[PROVIDED MATERIAL — start]
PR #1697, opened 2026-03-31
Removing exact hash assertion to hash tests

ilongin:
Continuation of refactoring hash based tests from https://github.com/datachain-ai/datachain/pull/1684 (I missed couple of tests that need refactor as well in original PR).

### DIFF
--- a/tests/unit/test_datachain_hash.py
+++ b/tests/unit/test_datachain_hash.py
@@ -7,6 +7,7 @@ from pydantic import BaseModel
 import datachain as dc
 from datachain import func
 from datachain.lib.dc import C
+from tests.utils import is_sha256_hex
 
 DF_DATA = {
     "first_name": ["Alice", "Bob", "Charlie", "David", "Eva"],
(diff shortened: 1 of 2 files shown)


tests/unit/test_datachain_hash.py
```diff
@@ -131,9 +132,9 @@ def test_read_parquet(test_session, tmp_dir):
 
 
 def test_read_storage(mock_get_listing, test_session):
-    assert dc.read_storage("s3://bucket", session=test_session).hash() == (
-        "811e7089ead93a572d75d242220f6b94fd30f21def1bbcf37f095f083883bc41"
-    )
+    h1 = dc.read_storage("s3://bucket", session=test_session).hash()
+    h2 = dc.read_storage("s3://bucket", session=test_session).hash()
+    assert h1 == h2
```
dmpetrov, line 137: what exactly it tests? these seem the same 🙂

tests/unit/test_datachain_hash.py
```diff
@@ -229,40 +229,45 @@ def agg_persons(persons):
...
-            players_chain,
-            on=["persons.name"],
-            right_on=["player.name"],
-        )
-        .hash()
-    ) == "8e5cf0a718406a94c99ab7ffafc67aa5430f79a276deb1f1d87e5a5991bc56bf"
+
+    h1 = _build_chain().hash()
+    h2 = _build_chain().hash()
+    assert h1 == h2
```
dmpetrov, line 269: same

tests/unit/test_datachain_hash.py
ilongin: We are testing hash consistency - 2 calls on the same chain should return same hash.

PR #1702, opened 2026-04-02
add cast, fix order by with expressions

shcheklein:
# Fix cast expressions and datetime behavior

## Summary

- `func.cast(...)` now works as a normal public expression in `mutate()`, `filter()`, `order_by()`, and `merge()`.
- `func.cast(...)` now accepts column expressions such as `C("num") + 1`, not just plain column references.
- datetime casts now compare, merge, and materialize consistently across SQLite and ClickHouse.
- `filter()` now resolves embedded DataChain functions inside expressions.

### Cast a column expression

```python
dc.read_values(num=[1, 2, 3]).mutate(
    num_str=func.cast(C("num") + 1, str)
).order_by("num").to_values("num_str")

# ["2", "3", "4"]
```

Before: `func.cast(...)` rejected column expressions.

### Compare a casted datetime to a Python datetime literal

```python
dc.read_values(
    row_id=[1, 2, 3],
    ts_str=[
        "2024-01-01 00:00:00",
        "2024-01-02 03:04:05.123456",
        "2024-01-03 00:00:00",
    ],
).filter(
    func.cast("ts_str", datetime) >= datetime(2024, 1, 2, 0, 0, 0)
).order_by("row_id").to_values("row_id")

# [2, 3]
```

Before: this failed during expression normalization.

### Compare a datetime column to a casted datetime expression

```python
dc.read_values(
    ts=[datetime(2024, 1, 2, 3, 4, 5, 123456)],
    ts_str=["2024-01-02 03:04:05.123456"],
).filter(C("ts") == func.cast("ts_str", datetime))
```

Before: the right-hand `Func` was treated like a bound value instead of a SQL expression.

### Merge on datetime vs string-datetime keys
[PROVIDED MATERIAL — finish]
[PROVIDED MATERIAL — start]
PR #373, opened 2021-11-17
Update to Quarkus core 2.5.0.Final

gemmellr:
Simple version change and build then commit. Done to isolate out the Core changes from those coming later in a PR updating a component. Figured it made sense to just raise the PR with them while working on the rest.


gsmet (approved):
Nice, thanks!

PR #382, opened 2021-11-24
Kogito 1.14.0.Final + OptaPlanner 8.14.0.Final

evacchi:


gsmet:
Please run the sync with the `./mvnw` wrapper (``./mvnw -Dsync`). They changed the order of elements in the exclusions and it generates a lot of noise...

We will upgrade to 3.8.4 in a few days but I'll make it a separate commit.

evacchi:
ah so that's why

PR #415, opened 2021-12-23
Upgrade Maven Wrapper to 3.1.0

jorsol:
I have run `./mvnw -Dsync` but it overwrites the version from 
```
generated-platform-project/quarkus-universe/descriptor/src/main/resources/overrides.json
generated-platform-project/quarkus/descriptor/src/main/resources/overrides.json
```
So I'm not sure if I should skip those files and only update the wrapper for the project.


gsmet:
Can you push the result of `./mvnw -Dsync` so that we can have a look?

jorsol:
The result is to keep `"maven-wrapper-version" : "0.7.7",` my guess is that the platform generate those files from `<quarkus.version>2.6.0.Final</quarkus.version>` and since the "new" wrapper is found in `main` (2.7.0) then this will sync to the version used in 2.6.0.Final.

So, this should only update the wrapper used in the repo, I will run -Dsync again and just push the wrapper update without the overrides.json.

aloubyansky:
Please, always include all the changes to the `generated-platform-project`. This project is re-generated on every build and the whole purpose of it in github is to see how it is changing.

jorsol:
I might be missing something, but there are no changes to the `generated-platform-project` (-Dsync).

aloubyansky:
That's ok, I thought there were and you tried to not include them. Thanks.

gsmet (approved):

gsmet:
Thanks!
[PROVIDED MATERIAL — finish]
[PROVIDED MATERIAL — start]
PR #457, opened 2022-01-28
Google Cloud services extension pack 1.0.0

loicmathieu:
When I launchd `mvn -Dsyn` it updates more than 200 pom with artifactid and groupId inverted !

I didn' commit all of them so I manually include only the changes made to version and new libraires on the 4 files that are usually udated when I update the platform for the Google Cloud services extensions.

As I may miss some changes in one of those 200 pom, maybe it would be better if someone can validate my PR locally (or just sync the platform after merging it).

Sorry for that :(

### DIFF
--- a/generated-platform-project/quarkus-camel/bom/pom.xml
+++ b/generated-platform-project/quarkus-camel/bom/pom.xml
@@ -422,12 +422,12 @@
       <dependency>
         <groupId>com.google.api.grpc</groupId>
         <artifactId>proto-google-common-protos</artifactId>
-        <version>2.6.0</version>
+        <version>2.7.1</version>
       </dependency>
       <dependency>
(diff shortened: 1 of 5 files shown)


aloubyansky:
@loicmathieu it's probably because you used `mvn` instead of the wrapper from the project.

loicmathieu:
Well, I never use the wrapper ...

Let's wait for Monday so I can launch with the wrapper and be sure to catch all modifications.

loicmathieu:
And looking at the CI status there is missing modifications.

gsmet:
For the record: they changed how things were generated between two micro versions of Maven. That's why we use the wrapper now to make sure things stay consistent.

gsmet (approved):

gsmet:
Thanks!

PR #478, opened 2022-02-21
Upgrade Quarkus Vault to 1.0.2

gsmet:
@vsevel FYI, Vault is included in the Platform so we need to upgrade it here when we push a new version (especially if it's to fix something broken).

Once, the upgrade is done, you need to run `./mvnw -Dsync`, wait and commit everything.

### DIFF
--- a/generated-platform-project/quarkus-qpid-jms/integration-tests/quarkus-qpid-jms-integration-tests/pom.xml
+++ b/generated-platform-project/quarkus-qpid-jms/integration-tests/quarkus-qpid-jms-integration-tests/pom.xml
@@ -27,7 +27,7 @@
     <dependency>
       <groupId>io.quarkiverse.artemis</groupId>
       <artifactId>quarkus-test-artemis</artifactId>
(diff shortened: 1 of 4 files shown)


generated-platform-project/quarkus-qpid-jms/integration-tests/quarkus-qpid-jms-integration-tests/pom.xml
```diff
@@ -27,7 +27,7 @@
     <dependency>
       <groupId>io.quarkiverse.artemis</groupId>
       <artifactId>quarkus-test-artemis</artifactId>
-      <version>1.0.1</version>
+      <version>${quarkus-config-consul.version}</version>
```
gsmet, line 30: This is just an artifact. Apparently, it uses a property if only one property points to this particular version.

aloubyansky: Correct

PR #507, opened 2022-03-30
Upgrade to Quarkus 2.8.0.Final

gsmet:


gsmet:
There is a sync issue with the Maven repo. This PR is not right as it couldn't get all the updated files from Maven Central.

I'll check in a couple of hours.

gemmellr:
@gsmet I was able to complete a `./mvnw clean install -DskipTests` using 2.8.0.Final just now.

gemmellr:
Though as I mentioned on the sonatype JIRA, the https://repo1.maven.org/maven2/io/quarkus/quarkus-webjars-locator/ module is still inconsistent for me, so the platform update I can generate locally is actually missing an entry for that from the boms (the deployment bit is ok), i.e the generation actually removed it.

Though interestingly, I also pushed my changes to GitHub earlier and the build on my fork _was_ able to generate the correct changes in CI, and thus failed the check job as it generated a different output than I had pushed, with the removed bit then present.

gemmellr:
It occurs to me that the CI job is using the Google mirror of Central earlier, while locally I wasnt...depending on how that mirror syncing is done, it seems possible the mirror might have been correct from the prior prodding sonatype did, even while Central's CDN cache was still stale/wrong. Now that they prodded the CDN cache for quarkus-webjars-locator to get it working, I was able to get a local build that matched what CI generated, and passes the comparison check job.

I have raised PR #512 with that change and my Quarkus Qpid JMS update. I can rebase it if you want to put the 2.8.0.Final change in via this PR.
[PROVIDED MATERIAL — finish]
WHAT TO PRODUCE => Give again exactly, and only, the lines above starting at the one with "# Fix cast expressions and datetime behavior" and ending at the one with "now works as".

REPLY =>
# Fix cast expressions and datetime behavior

## Summary

- `func.cast(...)` now works as a normal public expression in `mutate()`, `filter()`, `order_by()`, and `merge()`.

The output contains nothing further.